What you are asked to do =>
Return, exactly and in full, the lines of the records below starting at the one with "the base style." and ending at the one with "overrideParts: StringStyle.Part...) ->", and no other lines.

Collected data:
######

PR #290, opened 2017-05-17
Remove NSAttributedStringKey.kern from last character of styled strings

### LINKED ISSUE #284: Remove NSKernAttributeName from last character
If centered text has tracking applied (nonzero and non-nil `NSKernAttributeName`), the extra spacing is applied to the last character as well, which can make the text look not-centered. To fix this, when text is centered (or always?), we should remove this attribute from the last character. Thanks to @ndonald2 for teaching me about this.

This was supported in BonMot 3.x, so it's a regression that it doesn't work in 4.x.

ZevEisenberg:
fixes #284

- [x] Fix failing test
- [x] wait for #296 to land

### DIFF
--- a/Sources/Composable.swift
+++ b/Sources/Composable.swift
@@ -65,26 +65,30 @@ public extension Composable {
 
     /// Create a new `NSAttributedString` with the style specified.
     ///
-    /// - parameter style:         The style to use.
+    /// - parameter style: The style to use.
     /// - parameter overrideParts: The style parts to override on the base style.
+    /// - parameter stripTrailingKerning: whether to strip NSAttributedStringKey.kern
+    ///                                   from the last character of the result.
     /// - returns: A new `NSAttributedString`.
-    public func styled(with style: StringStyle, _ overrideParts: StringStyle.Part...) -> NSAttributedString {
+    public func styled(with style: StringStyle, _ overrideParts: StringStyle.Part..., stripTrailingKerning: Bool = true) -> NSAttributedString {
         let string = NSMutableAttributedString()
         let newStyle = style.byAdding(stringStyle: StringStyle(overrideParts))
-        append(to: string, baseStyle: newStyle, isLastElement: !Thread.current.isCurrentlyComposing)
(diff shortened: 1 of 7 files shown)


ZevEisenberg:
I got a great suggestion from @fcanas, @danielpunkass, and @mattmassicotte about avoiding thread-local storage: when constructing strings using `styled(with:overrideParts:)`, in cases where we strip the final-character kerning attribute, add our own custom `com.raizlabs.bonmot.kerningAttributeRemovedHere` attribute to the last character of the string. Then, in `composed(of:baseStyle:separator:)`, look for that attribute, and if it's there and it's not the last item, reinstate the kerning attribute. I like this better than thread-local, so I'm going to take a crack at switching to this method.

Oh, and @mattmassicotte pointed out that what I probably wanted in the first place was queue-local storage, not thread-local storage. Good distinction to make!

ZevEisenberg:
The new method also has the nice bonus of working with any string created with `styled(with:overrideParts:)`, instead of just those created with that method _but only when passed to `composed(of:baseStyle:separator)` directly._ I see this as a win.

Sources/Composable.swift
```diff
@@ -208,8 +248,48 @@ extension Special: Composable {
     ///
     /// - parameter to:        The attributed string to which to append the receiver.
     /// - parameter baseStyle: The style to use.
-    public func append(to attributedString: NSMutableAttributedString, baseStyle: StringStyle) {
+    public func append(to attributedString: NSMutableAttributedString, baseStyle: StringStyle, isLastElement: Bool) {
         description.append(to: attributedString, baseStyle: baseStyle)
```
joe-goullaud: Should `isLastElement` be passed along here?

######

Answer box =>
     /// - parameter overrideParts: The style parts to override on the base style.
+    /// - parameter stripTrailingKerning: whether to strip NSAttributedStringKey.kern
+    ///                                   from the last character of the result.
     /// - returns: A new `NSAttributedString`.
-    public func styled(with style: StringStyle, _ overrideParts: StringStyle.Part...) -> NSAttributedString {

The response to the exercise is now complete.